A distribution of file sizes in tables/folders by users:

SELECT
username,
REGEXP_EXTRACT(path,'(\/apps\/hive\/warehouse\/[^\/]+)|(\/user\/[^\/]+)|(\/some\/folder\/[^\/]+)|(\/[^\/]+)',0) AS folder,
SUM(IF (filesize < 131072, 1, 0)) as 128Kb,
SUM(IF (filesize < 262144, 1, 0)) as 512Kb,
SUM(IF (filesize < 2097152, 1, 0)) as 2Mb,
SUM(IF (filesize < 8388608, 1, 0)) as 8Mb,
COUNT(1) AS 16Mb
FROM
monitoring.fsimage
WHERE
filesize < 16777216
AND
parsed IN (SELECT MAX(parsed) as max_parsed FROM monitoring.fsimage)
GROUP BY username, REGEXP_EXTRACT(path,'(\/apps\/hive\/warehouse\/[^\/]+)|(\/user\/[^\/]+)|(\/some\/folder\/[^\/]+)|(\/[^\/]+)',0)
WITH ROLLUP
ORDER BY username, 128Kb

A list of databases/tables with last access/modification time, number of files and folders, and total size:

SELECT
MAX(accesstime) AS last_accessed,
MAX(modificationtime) AS last_modified,
SUM(filesize) as size,
SUM(IF (accesstime = 0, 1, 0)) as dirs,
SUM(IF (accesstime > 0, 1, 0)) as files,
folder,
REGEXP_EXTRACT(folder, '\/apps\/hive\/warehouse\/([^\/]+)\.db', 1) AS db,
REGEXP_EXTRACT(folder, '\/apps\/hive\/warehouse\/[^\/]+\.db\/([^\/]+)', 1) AS tbl
FROM (
SELECT
accesstime,
modificationtime,
filesize,
REGEXP_EXTRACT(path,'(\/apps\/hive\/warehouse\/[^\/]+)|(\/user\/[^\/]+)|(\/some\/folder\/[^\/]+)|(\/[^\/]+)',0) AS folder
FROM
monitoring.fsimage
WHERE
(SUBSTR(path, 0, 20) == '/apps/hive/warehouse' or substr(path, 0, 5) == '/user' or substr(path, 0, 13) == '/some/folder')
AND
parsed IN (SELECT MAX(parsed) as max_parsed FROM monitoring.fsimage)
) t
GROUP BY folder

And so on and so forth — it all depends upon your enough imagination and the knowledge of SQL.

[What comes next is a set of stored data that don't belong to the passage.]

PR #5058, opened 2026-05-25
sensors: fix LoadedMapsInfo data race in TotalMemlock

### LINKED ISSUE #5037: Agent panics with `concurrent map iteration and map write`
## What happened? How can we reproduce this?

The Tetragon agent panics and the `tetragon` container is restarted by the kubelet when a TracingPolicy is applied/deleted in a tight loop while a client (e.g. `tetra tracingpolicy list`) polls policy status concurrently.

The crash originates in `Sensor.TotalMemlock`, which copies a per-program `LoadedMapsInfo` map without holding any lock. The policy load/unload path mutates that same map at the same time, which the Go runtime detects and aborts the process.

### Root cause

`Sensor.TotalMemlock` (`pkg/sensors/sensors.go:152`):

```go
func (s Sensor) TotalMemlock() int {
    uniqueMap := map[int]bpf.ExtendedMapInfo{}
    for _, p := range s.Progs {
        // we could first check that it exist then write but all maps with
        // same ID on the kernel should share the same info
        maps.Copy(uniqueMap, p.LoadedMapsInfo)
    }
    ...
}
```

`p.LoadedMapsInfo` (`pkg/sensors/program/program.go:182`, `map[int]bpf.ExtendedMapInfo`) is

- written on the load path at `pkg/sensors/program/loader_linux.go:1150-1172`, and
- set to `nil` on the unload path at `pkg/sensors/program/program.go:237`,

with no synchronization for either side.

`TotalMemlock` is called from the gRPC `ListTracingPolicies` handler
(`pkg/sensors/handler.go:389`) which only holds `h.collections.mu.RLock()` —
that lock guards the collections registry, not the per-program internals.
The `maps.Copy` therefore iterates a map that the load goroutine can mutate
concurrently Go runtime fatals with `concurrent map iteration and map write`.

### Impact / severity

- Remotely-triggerable agent crash via the agent's gRPC API + a normal CR
  apply/delete pattern (CI, GitOps reconciliation, the operator itself).
- Brief observability gap on every restart; all sensors reload.
- Severity: **HIGH**.

## Tetragon Version

```text
$ tetra version
CLI version: v1.8.0-pre.0-81-g88395efcc
```

(Built from `main` at commit `88395efcc` — `e2e: add log message on tetragon installation failure`.)

## Kernel Version

```text
$ uname -a
Linux tetragon-dev-control-plane 6.18.31-1-lts #1 SMP PREEMPT_DYNAMIC Fri, 15 May 2026 15:01:51 +0000 x86_64 Linux
```

## Kubernetes Version

```text
$ kubectl version
Client Version: v1.36.0
Kustomize Version: v5.8.1
Server Version: v1.35.1
```

(kind cluster, single node `tetragon-dev-control-plane`.)

## Bugtool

The results of such requests are sent to PostgreSQL, and then presented in Grafana:

Conclusion

Using a third-party library, I implemented fast upload of an HDFS file system image to Hive, which makes it possible to analyze it using SQL, build reports in BI systems, create complex triggers in monitoring systems, etc.

This also helps maintain the optimal cluster performance, promptly respond to dangerous events (such as an explosive growth in the number of files), reasonably increase HDFS quotas for users (or, conversely, restrict their usage of HDFS space).

Besides, I hope that my experiment will save you a lot of time. It took me five weeks to find and test the solutions described in this article. With this instruction, I think it can be done in a few days.